A decisão não é vinculante, ou seja, não precisa ser seguida por todos os juízes do país. Isso porque cada juiz possui o seu livre convencimento e deve julgar conforme os fatos e provas de cada caso.

Mas a decisão representa o início de um posicionamento mais definitivo sobre o tema.

Uma questão que impera, contudo, é a seguinte: essa decisão é definitiva?  A resposta é: não.

Controvérsia

A locação de curta duração pelo Airbnb precisa ser bastante discutida, especialmente porque ainda não existe uma lei específica para regulamentar a matéria.

A maior controvérsia é sobre o que deve prevalecer: o direito de propriedade ou a convenção de condomínio.

Isso porque os direitos de uso e fruição dos imóveis dentro de um condomínio vertical são mais restritos. Nesse tipo de edificação, é preciso considerar o sossego e a segurança de todos os moradores. Por isso as convenções costumam estabelecer limites, com dias e horários próprios para determinadas atividades.

Esse problema não é enfrentado por casas, mesmo as de condomínios horizontais e imóveis comerciais.

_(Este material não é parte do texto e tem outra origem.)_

PR #121, opened 2021-05-05
Fix sample frequencies for record duration != 1

### LINKED ISSUE #117: EdfWriter writes incorrect sample frequencies for record lengths != 1
I'm working with EDF files that have record lengths other than 1 second and am trying to generate dummy files for testing, and I think I've encountered a bug with how `EdfWriter` handles sample rate vs sample frequency. I'm writing a file with a sample rate of 256, a record length of 2, and a total of 6 minutes of data (example code below). I expect the generated EDF file to have 180 records with 512 samples per record, but the actual file has 360 records with 256 samples per record.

Mas outras questões também estão sendo levantadas, como, por exemplo, de que forma a locação pelo Airbnb se diferencia da locação por temporada prevista pela Lei do Inquilinato? Ou ainda, de que forma pode interferir no direito de vizinhança?

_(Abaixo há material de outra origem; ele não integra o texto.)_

PR #125, opened 2021-06-05
non-empty data check in edfwriter to prevent unknown OS error

BlakeJC94:
Ran into an issue on Ubuntu and Windows that would cause edfWriter to wither hang or crash and return `IOError('Unknown error while calling blockWriteSamples')` (edfWriter.py:741). Investigated and found this occurs if `len(data_list) == 0` in `edfWriter.writeSamples()`.

Added another conditional for this on line 693 to save future users effort in debugging.

### DIFF
--- a/pyedflib/edfwriter.py
+++ b/pyedflib/edfwriter.py
@@ -690,8 +690,11 @@ class EdfWriter(object):
         """
 
 
-        if (len(data_list) != len(self.channels)) or (len(data_list) == 0):
-            raise WrongInputSize(len(data_list))
+        if (len(data_list) == 0:
+            raise WrongInputSize('Data list is empty') 
+        if (len(data_list) != len(self.channels)):
+            raise WrongInputSize('Number of channels ({}) \
+             unequal to length of data ({})'.format(len(self.channels), len(data_list)))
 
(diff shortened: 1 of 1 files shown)


skjerns:
Thanks alot!

Maybe we can split up the errors in two different errors and include a more detailed error message?

pyedflib/edfwriter.py
```diff
@@ -690,7 +690,7 @@ def writeSamples(self, data_list, digital = False):
         """
 
 
-        if (len(data_list) != len(self.channels)):
+        if (len(data_list) != len(self.channels)) or (len(data_list) == 0):
             raise WrongInputSize(len(data_list))
```
skjerns, line 694:
```suggestion
        if (len(data_list) == 0:
            raise WrongInputSize('Data list is empty') 
        if (len(data_list) != len(self.channels)):
            raise WrongInputSize('Number of channels ({}) \
             unequal to length of data ({})'.format(len(self.channels), len(data_list)))
```

skjerns (changes requested):

BlakeJC94 (commented):
Looks good! It's a minor thing to change, but hopefully this improves usability

skjerns (approved):

PR #126, opened 2021-06-05
Fix annotation bytestring

### LINKED ISSUE #119: EDFWriter raises error when writing annotations
Hi, I am writing an edf file with `highlevel.write_edf` using the output of `highlevel.read_edf`. My example file is attached. The error is raised at line 736 of `edfwriter.py` for `if duration_in_seconds >= 0`: `E           TypeError: '>=' not supported between instances of 'bytes' and 'int'`.
This is because in the annotations of the header, the annotation event's `duration_in_seconds` is read as a bytes type. I tried to convert that to `float`, it worked and wrote out an edf file. This file once read in again has `duration_in_seconds` of bytes type. Could you fix either the reader or writer?
[out.edf.zip](https://github.com/holgern/pyedflib/files/6419525/out.edf.zip)

Thanks for your attention.

skjerns:
fixes #119 

I changed the way annotations are loaded slightly, and there is an explicit type conversion happening now

I also use the internal function `readAnnotations` instead of the Cython `read_annotations`, which already has all the type conversions that are needed. This should have been the way anyway.

### DIFF
--- a/pyedflib/edfwriter.py
+++ b/pyedflib/edfwriter.py
@@ -769,6 +769,10 @@ class EdfWriter(object):
         """
         if self.file_type in [FILETYPE_EDF, FILETYPE_BDF]:
             raise TypeError('Trying to write annotation to EDF/BDF, must use EDF+/BDF+')
+
+        if isinstance(duration_in_seconds, bytes):
+            duration_in_seconds = float(duration_in_seconds)
+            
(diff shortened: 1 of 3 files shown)


skjerns:
@holgern could you check the Travis CI and see why the tests timeout and try to fix it? 
I don't seem to have the access rights.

Portanto, enquanto a locação de curta duração pelo Airbnb não for exaurida em todas as suas nuances, não há que se falar em caráter definitivo da decisão.

Ademais, ainda pode haver a possibilidade de recurso da decisão no próprio STJ.

OPINIÕES DIVERGENTES SOBRE USAR AIRBNB EM CONDOMÍNIOS RESIDENCIAIS

Muitos juristas e advogados já estão começando a se manifestar sobre o tema. As opiniões são as mais variadas.

Uma corrente defende que as locações via Airbnb são um reflexo da economia moderna. Que muitos negócios são feitos por plataformas digitais, acrescentando bilhões ao PIB brasileiro.

Sustentam, ainda, que tanto a legislação quanto as convenções de condomínio precisam se adequar a essa nova realidade. Com isso, tornam-se mais objetivos os critérios sobre o tema e mais pacífica a vida em condomínio.

Outra corrente defende que a locação pelo Airbnb não deve ser permitido em prédios residenciais e que a decisão do STJ foi acertada. E que a grande rotatividade de pessoas em prédios residenciais é mais que apenas um incômodo, pode ser um transtorno e até mesmo uma questão de segurança.

Isso porque muitas vezes esses locatários temporários recebem, além da chave do apartamento, controle remoto de garagem, chaves do portão principal, tendo acesso irrestrito aos bens dos moradores.

E não se pode prever a real intenção dessas pessoas. Se são apenas turistas passeando ou pessoas sem boas intenções.

Pronunciamento do STF

O Supremo Tribunal Federal ainda não se pronunciou sobre a questão. Entretanto, pode ser que a Corte Suprema seja instada a se manifestar, tendo em vista que envolve o direito de propriedade, que está previsto na Constituição.

Necessidade de legislação específica sobre o tema.

Uma opinião, entretanto, parece ser unânime, ou pelo menos, majoritária. A de que cada vez mais se revela a necessidade de uma legislação específica, que regulamente a locação de curta duração pelo Airbnb.

 

Contudo, enquanto o legislador não se manifestar oficialmente sobre o tema, os Tribunais vão ter que continuar decidindo cada caso, com base na situação fática e no que estabelece a Convenção de cada condomínio.